__Stored items__.
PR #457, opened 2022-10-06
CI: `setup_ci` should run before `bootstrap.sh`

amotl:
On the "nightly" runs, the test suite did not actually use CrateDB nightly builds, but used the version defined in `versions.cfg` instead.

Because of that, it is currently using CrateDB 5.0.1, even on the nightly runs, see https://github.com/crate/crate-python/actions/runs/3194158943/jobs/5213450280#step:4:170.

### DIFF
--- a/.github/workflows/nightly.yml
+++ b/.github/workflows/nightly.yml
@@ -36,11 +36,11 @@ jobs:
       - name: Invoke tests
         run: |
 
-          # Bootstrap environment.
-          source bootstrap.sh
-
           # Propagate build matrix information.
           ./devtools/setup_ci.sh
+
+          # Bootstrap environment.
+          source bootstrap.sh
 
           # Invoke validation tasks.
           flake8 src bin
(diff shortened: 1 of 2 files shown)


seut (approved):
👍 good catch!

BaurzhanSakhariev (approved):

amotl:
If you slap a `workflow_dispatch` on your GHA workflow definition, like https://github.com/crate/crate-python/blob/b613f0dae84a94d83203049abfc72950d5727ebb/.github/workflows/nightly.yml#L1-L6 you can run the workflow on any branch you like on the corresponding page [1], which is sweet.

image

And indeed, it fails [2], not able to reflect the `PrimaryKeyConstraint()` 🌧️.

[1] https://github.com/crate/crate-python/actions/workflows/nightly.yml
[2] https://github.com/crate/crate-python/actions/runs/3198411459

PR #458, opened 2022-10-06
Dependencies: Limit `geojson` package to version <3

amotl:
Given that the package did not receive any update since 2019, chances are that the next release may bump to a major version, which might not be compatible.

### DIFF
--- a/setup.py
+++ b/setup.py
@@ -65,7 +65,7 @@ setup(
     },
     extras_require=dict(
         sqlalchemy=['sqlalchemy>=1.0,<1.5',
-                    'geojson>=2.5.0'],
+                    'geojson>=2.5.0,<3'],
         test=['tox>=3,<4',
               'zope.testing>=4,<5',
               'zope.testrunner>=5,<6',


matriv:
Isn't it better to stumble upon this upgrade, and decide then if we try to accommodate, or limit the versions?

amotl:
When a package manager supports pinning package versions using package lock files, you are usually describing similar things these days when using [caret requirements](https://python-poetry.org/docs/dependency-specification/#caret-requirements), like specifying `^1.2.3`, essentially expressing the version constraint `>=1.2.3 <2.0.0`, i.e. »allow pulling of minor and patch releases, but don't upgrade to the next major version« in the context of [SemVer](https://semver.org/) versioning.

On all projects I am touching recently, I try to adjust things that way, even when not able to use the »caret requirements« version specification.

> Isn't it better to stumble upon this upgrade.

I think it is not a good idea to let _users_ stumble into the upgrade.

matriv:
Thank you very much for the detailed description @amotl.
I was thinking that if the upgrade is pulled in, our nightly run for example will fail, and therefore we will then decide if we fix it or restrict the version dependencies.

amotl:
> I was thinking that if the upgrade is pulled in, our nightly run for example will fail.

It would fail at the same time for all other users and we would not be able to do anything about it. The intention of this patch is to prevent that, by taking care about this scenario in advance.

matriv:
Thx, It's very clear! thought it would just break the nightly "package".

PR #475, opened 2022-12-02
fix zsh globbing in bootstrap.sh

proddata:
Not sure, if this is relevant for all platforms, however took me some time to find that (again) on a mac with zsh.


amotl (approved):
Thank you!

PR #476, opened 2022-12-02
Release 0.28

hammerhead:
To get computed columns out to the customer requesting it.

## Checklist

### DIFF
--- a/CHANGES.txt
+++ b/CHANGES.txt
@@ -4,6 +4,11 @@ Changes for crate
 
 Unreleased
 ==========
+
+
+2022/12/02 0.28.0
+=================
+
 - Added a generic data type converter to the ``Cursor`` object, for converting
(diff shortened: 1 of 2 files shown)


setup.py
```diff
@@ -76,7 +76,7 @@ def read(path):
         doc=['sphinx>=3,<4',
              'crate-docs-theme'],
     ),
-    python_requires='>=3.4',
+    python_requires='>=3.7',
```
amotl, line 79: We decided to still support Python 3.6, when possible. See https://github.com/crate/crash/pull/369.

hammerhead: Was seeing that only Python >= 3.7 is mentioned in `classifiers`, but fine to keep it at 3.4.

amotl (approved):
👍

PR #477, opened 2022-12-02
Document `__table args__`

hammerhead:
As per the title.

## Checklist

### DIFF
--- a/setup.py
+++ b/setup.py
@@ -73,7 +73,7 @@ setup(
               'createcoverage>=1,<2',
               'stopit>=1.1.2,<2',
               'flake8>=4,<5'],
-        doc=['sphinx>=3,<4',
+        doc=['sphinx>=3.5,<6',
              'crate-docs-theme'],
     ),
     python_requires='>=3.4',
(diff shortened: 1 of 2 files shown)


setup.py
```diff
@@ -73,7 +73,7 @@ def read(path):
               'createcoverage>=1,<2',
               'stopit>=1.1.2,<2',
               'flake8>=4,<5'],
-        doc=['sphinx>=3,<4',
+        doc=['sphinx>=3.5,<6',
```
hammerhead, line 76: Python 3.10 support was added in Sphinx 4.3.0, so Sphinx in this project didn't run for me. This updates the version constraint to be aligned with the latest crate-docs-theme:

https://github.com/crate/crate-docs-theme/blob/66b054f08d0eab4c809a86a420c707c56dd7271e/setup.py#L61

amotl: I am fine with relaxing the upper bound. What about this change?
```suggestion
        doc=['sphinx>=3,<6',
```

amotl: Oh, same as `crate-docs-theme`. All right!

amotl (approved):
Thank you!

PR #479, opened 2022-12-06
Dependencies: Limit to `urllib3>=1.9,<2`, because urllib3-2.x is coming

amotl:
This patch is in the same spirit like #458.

__Exercise objective__. Scan the lines above for the word "source". Return each one that has it.

__Answer to this task__.
-          source bootstrap.sh
+          source bootstrap.sh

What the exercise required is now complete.